*What is expected*
What lines in the records below include the word "shortened"? Return each one.

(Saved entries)
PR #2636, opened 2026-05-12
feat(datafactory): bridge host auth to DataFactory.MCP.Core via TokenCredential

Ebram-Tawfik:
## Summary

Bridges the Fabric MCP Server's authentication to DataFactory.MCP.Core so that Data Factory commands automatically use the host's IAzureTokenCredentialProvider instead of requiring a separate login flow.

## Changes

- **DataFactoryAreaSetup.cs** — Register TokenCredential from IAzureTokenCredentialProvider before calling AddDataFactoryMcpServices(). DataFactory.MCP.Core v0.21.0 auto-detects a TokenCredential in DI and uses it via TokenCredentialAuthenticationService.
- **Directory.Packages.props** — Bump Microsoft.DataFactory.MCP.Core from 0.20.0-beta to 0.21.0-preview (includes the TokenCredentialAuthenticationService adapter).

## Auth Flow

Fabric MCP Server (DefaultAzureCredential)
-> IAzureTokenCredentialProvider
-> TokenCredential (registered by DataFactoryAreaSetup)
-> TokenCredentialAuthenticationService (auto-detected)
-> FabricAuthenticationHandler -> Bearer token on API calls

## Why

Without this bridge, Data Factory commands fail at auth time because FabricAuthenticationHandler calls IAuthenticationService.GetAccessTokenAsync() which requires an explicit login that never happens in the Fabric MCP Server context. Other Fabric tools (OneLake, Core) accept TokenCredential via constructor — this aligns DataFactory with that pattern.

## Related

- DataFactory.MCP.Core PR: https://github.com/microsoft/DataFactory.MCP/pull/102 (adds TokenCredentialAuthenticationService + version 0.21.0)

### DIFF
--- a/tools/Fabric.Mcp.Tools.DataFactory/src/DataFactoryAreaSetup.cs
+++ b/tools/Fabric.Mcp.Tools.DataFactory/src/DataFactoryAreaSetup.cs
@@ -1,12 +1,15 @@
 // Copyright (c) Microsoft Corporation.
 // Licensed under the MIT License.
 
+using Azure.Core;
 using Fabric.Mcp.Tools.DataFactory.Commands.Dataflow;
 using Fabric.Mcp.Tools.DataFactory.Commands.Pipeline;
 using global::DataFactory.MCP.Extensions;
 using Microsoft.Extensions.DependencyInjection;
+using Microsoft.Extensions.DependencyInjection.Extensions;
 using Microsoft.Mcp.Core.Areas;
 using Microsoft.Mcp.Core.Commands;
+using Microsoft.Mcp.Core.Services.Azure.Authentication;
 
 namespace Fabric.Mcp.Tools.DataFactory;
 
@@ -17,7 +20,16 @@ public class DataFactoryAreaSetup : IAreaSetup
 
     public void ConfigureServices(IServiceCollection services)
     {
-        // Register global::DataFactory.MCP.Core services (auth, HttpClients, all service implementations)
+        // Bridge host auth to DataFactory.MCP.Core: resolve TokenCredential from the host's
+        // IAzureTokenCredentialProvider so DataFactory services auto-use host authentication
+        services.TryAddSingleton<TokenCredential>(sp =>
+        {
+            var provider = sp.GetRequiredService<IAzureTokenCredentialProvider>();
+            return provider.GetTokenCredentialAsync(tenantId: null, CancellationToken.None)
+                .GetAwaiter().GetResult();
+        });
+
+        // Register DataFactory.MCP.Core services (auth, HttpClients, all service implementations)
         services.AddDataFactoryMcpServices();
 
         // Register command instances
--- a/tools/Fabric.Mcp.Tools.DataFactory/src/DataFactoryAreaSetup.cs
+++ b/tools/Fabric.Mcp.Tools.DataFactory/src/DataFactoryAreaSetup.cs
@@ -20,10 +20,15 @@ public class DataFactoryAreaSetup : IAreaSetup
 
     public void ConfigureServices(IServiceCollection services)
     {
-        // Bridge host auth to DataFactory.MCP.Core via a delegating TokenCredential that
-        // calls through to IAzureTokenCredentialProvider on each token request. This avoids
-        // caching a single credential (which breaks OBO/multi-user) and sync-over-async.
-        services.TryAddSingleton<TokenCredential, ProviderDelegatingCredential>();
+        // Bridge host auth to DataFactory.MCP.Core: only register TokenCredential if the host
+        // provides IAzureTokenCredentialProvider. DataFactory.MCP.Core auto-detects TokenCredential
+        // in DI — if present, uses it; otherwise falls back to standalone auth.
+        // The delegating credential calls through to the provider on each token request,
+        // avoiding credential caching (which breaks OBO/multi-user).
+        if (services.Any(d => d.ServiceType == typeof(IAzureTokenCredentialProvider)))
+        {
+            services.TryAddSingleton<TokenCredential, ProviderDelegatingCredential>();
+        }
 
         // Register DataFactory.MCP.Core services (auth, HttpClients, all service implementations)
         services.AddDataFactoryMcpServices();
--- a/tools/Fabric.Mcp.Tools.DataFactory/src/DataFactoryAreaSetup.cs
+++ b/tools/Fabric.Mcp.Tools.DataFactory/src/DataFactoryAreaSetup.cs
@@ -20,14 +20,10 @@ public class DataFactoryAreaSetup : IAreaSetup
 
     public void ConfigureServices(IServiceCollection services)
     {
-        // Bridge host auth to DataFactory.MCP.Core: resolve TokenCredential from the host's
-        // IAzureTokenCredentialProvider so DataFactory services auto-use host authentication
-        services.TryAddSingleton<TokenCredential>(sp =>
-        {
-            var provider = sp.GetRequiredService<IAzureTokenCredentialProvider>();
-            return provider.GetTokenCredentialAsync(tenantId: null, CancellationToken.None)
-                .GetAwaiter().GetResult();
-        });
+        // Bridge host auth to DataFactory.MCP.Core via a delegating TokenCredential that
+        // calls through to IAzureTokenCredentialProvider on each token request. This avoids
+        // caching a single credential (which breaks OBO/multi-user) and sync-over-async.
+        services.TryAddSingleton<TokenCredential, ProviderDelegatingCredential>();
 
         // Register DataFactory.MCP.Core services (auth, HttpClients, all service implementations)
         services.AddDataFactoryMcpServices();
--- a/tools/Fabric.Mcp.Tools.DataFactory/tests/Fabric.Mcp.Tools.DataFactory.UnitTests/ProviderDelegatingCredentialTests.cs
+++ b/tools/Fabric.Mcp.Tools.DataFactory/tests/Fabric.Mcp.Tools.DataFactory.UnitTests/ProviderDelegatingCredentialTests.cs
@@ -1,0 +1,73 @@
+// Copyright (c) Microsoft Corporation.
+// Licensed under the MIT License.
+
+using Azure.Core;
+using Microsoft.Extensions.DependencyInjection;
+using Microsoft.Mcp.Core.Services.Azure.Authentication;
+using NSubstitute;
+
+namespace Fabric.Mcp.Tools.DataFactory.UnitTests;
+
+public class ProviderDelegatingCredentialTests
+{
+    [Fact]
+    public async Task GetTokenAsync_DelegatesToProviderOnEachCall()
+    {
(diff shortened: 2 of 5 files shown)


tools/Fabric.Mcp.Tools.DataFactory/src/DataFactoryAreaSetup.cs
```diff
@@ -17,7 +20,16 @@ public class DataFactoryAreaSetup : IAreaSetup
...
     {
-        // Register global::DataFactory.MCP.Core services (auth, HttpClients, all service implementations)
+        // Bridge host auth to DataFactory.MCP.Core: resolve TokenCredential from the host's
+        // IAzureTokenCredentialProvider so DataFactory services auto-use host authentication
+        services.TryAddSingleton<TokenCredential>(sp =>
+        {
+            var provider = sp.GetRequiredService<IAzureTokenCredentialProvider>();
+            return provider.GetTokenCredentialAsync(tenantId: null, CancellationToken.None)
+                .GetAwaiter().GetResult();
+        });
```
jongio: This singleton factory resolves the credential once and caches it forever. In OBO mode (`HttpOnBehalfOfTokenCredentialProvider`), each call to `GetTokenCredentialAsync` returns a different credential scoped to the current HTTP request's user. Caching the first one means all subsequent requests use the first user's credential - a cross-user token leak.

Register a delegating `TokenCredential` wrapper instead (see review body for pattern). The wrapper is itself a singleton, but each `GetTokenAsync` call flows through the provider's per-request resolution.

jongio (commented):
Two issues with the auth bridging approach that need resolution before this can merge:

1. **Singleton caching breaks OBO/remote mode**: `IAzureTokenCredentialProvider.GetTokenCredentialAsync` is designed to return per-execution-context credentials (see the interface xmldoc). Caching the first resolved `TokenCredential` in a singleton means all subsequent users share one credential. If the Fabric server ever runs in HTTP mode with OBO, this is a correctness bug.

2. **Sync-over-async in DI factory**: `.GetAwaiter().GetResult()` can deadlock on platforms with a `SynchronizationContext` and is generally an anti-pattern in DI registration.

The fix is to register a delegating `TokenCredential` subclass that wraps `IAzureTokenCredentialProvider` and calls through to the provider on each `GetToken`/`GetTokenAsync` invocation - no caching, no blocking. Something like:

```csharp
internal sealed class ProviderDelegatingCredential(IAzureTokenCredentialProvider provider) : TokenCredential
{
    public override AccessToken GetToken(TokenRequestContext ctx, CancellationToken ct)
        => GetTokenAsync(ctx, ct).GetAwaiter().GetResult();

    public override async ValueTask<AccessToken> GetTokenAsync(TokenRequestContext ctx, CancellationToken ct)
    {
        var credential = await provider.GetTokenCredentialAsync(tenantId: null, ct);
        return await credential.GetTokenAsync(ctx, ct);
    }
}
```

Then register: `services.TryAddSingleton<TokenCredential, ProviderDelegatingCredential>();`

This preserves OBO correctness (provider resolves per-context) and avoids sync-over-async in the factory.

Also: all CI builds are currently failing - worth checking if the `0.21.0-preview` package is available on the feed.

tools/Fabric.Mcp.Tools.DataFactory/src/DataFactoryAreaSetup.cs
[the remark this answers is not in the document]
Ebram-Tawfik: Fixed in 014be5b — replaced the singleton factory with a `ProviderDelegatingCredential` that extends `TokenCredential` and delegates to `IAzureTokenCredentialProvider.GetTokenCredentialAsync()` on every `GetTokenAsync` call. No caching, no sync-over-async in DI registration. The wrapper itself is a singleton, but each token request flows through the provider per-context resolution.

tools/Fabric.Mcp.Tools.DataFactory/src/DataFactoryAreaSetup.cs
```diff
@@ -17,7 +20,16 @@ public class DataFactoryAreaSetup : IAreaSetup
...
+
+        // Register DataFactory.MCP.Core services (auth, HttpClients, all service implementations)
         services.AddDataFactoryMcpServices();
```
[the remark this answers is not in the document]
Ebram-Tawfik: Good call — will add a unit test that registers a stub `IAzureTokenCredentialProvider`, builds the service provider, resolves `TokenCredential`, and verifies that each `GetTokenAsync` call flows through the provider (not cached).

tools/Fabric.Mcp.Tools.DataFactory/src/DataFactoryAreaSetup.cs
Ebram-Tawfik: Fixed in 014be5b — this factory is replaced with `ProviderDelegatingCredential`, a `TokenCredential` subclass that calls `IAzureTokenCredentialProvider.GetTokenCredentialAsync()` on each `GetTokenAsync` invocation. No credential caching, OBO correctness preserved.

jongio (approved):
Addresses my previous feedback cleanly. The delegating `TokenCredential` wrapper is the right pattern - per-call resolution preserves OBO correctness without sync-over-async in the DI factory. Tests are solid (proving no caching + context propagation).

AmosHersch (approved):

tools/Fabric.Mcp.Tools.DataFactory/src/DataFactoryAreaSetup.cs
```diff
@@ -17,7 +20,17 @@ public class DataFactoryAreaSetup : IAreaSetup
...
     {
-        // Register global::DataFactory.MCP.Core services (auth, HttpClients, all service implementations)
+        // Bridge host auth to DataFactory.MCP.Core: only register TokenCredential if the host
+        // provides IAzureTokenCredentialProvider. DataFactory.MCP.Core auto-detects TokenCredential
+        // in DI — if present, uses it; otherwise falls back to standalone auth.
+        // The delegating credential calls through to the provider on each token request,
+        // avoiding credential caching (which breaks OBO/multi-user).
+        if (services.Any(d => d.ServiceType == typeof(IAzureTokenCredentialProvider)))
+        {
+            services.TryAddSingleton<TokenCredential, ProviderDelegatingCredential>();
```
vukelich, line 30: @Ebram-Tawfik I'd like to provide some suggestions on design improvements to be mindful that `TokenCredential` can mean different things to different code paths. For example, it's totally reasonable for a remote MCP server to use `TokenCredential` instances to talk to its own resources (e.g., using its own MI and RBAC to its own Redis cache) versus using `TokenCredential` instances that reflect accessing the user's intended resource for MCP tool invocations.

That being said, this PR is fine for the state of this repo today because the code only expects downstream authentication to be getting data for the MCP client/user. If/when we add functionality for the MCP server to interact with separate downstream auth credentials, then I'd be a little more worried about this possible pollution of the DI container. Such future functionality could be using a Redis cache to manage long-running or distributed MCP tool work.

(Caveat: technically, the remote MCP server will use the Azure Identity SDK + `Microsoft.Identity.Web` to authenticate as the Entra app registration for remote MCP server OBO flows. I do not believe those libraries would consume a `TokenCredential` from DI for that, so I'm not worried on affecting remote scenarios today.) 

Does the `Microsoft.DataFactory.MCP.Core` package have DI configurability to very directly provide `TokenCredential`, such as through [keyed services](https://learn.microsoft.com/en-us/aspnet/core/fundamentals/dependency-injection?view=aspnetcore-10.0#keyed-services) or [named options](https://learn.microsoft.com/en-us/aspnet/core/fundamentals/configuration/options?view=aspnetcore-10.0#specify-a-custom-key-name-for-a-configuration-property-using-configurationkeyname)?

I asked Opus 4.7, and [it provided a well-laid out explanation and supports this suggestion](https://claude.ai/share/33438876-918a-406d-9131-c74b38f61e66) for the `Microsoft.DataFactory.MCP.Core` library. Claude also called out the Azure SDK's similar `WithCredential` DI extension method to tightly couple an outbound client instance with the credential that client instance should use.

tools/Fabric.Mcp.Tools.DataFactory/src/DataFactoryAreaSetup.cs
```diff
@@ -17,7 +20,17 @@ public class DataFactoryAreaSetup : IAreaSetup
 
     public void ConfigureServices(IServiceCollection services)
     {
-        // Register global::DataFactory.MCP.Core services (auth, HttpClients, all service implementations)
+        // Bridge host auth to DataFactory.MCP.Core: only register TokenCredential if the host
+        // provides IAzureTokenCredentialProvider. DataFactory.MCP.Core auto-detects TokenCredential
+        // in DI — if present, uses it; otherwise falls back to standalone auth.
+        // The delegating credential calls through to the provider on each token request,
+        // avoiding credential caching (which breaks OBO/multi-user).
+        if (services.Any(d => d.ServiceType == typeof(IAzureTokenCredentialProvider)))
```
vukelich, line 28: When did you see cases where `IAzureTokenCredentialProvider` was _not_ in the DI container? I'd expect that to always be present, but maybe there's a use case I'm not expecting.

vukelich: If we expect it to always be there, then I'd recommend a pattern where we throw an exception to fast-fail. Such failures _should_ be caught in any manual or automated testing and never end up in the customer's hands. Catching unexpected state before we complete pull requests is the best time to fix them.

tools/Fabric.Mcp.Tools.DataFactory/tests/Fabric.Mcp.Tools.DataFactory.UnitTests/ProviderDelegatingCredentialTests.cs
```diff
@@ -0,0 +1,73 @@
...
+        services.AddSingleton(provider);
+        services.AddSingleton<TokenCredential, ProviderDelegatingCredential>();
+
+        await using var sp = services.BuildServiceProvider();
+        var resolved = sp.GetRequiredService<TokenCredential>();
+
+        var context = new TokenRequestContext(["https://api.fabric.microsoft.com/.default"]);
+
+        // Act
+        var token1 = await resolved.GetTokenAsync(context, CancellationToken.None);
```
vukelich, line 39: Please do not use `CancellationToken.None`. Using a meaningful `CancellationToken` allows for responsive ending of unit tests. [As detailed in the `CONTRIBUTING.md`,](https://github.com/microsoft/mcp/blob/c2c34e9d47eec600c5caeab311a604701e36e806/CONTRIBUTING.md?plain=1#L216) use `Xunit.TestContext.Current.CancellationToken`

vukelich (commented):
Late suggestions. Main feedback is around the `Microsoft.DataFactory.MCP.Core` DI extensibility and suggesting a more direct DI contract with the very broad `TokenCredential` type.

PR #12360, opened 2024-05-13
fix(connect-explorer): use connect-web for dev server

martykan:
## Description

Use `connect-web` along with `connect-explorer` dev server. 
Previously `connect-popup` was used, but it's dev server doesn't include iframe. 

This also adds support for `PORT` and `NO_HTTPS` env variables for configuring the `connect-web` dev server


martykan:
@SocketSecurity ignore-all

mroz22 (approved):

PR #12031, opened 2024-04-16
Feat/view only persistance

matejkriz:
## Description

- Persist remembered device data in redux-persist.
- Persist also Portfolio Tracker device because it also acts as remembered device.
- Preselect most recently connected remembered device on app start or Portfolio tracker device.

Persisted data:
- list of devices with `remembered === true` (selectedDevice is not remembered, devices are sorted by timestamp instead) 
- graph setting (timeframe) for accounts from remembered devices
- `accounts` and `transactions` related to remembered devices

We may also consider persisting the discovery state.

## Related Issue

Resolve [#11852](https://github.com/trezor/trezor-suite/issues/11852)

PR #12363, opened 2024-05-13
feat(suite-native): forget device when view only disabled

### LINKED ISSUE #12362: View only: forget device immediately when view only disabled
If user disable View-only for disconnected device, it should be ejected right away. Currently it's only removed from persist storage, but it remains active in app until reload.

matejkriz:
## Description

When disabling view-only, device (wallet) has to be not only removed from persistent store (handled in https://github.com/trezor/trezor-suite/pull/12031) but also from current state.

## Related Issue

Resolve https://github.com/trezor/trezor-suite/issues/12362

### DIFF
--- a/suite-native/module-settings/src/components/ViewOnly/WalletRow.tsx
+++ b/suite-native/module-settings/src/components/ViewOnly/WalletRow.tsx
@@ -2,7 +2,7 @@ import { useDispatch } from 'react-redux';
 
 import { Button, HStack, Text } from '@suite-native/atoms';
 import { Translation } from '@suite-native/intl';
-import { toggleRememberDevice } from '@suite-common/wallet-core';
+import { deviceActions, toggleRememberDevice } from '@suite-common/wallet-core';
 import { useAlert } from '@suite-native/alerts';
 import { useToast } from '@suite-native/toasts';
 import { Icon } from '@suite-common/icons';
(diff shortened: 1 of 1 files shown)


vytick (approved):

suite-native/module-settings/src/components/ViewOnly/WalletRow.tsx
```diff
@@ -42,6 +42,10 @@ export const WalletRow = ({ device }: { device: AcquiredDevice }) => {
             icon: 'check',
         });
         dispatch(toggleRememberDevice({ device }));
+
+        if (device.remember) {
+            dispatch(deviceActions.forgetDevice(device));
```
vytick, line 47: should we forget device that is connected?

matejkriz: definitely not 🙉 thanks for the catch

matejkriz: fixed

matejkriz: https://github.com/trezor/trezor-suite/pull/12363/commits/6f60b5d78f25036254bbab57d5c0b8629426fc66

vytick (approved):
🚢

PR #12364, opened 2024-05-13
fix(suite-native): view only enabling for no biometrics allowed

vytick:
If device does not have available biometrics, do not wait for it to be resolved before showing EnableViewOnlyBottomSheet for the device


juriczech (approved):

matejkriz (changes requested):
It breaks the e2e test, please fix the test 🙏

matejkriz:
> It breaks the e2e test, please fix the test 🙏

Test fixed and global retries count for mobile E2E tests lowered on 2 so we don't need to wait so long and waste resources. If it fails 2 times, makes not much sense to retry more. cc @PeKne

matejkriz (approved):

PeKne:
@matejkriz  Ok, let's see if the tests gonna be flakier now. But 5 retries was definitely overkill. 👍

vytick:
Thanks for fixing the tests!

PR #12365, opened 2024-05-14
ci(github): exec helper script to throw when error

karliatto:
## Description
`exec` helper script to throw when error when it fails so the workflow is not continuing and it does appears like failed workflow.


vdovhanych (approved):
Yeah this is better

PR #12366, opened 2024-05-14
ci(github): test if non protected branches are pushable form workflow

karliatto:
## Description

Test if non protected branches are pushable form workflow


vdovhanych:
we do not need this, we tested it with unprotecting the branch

*Written answer*
(diff shortened: 2 of 5 files shown)
(diff shortened: 1 of 1 files shown)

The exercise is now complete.